[What you need to do] A copy is needed of each line in the records that has the word "print".

(Dataset entries)
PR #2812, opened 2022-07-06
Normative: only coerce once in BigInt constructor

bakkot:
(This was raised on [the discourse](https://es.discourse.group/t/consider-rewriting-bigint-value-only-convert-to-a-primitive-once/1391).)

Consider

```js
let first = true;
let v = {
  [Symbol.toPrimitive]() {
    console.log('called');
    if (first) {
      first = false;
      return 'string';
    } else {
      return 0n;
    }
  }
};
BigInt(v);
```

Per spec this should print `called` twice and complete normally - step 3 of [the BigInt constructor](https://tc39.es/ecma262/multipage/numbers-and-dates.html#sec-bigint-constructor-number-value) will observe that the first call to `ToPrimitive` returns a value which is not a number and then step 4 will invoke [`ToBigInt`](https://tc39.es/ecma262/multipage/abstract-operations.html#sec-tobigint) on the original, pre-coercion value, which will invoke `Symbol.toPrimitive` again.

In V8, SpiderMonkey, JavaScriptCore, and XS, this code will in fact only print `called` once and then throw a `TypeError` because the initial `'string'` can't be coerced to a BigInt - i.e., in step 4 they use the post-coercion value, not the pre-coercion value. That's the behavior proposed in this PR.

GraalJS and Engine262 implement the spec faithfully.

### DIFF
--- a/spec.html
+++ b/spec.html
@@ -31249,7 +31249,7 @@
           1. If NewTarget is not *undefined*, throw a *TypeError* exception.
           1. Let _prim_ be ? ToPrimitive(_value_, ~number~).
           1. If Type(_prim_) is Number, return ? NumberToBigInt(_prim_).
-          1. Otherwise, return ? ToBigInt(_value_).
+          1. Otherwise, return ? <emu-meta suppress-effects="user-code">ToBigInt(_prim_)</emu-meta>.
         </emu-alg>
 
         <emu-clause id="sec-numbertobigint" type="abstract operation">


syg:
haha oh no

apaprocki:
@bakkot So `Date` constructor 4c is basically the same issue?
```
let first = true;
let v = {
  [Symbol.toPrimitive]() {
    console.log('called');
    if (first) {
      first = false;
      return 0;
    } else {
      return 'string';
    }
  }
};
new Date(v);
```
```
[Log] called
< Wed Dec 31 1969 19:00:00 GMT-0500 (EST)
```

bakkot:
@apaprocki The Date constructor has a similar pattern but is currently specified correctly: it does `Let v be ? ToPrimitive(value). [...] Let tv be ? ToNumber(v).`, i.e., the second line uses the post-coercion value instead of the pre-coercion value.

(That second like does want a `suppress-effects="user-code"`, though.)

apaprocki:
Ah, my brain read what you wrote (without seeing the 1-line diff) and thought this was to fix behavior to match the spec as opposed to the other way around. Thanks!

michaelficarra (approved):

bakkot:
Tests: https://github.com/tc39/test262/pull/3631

[Reply]
Per spec this should print `called` twice and complete normally - step 3 of [the BigInt constructor](https://tc39.es/ecma262/multipage/numbers-and-dates.html#sec-bigint-constructor-number-value) will observe that the first call to `ToPrimitive` returns a value which is not a number and then step 4 will invoke [`ToBigInt`](https://tc39.es/ecma262/multipage/abstract-operations.html#sec-tobigint) on the original, pre-coercion value, which will invoke `Symbol.toPrimitive` again.
In V8, SpiderMonkey, JavaScriptCore, and XS, this code will in fact only print `called` once and then throw a `TypeError` because the initial `'string'` can't be coerced to a BigInt - i.e., in step 4 they use the post-coercion value, not the pre-coercion value. That's the behavior proposed in this PR.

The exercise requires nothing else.